The cap, announced by Chancellor George Osborne in his Autumn Statement last year, is aimed at slashing £5 billion from the welfare bill over the next five years.
Work and Pensions Secretary Iain Duncan Smith told MPs that benefit levels have grown by 20% since the beginning of the recession, while incomes for those in work have risen by just 10%. "What we are trying to do over the next few years is get that back to a fair settlement and then eventually it will go back onto inflation," said Mr Duncan Smith.
But Labour branded the move a "strivers' tax", pointing out that almost 70% of those who will lose out are in employment, many of them low-paid. Shadow work and pensions secretary Liam Byrne told MPs: "Welfare to work will not work without jobs.
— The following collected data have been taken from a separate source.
PR #100, opened 2016-11-30
Tighten Span#isRPC check

vprithvi:
- Span#isRPC is set specifically for server or client spans. Other values for `span.kind` don't affect `isRPC`.


vprithvi:
@yurishkuro Not really, previously we set `isRPC` to true simply when a `span.kind` was present. Now we tighten the check to only set it to true when span.kind is `server` or `client`. I updated the commit message to clarify this.

yurishkuro:
Ah, ok, good catch.

yurishkuro:
But the PR description is still confusing - you're changing functionality, being "more readable" is much less irrelevant.

vprithvi:
Agree, shortened the message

This Bill does not create a single job, it creates a heck of a mess and it asks Britain's working families to clear it up."
Responding to the vote, Barnardo's chief executive Anne Marie Carrie said: "By voting to break the link between benefits and inflation MPs have risked condemning children in Britain's poorest families to growing up stuck in the poverty trap, as their parents struggle to cover basic costs of living."
Oxfam's director of UK poverty, Chris Johnes, said: "Yet again, working-age benefits, which poor families rely upon, are bearing the brunt of the Government's cuts.
"The benefits budget seems to be the child constantly picked on, whose unpopularity makes it easy fodder for the axe."